SUEZ CANAL BLOCKAGE MAY LAST WEEKS


28/03/2021




Robert HARNEIS -TDO- (FRANCE)- International trading companies are rerouting cargo away from the Suez Canal as the Evergreen blockage is likely to take weeks to clear.

On 26 March, seven tankers carrying liquefied natural gas (LNG) were diverted away from the canal, three of them to the Cape of Good Hope route as the crisis enters a fourth day.

The 400-metre Panama-flagged Ever Given ship has been aground in the Suez since the morning of the 23 March after being blown off course by high winds in a sandstorm. This has meant that more than 200 vessels have been tailing back from the Suez Canal.

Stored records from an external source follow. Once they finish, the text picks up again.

PR #3100, opened 2026-09-11
fix(agui): preserve tool results after permission resume

### LINKED ISSUE #3096: [Bug]:AG-UI: tool results from a resumed run are dropped because the stream context is per-run
**Version:** agentscope-java 2.0.3 (agentscope-extensions-agui)

### What happens

Permission-mode HITL spans two runs. Run 1 emits `TOOL_CALL_START/ARGS/END` and finishes with an
interrupt. After the user approves, run 2 executes the tool and produces `ToolResultStartEvent` →
delta events → `ToolResultEndEvent`.

Every AG-UI event from run 2 for that tool call is silently discarded, so the client never receives
`TOOL_CALL_RESULT` and the tool card stays unresolved forever.

### Why

1. `AguiAgentAdapter#streamWithRuntimeContext` creates a **new** `AguiStreamContext` per run (both the
   ReActAgent and HarnessAgent branches). Nothing carries over from the previous run.
2. `ReActAgent#resumeAgent()` is `return acting(0)` — it does not replay `ToolCallStart/Delta/End` for
   the tool call that was paused, so the new context never records the `toolCallId`.
3. `AguiStreamContext#beginToolResult` / `appendToolResultText` / `appendToolResultData` /
   `endToolResult` all guard on the private `startedToolCalls` set via `hasStartedToolCall(...)`.
   The id is absent, so the whole result is dropped.

There is no public API to query or seed `startedToolCalls`, so an application-side converter cannot
tell "this is a cross-run result" from "this is a bogus id" either.

### What the AG-UI spec expects

A resumed run should emit `TOOL_CALL_RESULT` for the original `toolCallId` without replaying
`TOOL_CALL_START/ARGS/END`. The client correlates by `toolCallId`. (`@ag-ui/client`'s `verifyEvents`
does not require a preceding `TOOL_CALL_START` for `TOOL_CALL_RESULT`, so the standard shape is
accepted by the official client.)

### Current workaround

A custom `AgentEventConverter` overriding `ToolResultStartEvent` that makes the context adopt the id
silently: call `startToolCall(id, name)` + `endToolCall(id)`, then `beginEvent()` to discard the
`TOOL_CALL_START`/`TOOL_CALL_END` those two calls queued (the registry calls `beginEvent()` before and
`drainEvents()` after each event, so only the current event's output is cleared), then
`beginToolResult(id)`. This produces the spec-compliant single `TOOL_CALL_RESULT`, but it leans on
internal ordering guarantees and is fragile across upgrades.

### Suggested fix

Either

- let a resumed run map tool results for tool calls belonging to a known resume interrupt (the
  interrupt id already carries `replyId:toolCallId`), or
- expose a public entry point on `AguiStreamContext` to adopt a tool call id without emitting events,
  e.g. `adoptToolCall(String toolCallId, String toolCallName)`.

Related: #2437 (interrupt not propagated, fixed by #2495), #2492, #2956. PR #1231 shows the previous
adapter could back-fill a missing tool-call; that capability was lost in the converter-based design.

The blockage will have severe repercussions on global trade, as around 13% of the world’s trade comes to a halt. According to shipping data the 200,000-tonne ship, which is capable of carrying 20,000 containers - is holding up an estimated $13.3bn of goods each day.

The ship is blocking the path of other vessels travelling in both directions across the Suez including 41 bulk carriers and 24 crude tankers.

While it is unclear how long it will take to move the ship some experts have said the next few days while others have warned it could take weeks due to bad weather and high winds.

The Suez Canal, connects the Mediterranean Sea to the Red Sea. The slightest delay in traffic can result in congestion and disturb the delivery of goods and commodities on both sides.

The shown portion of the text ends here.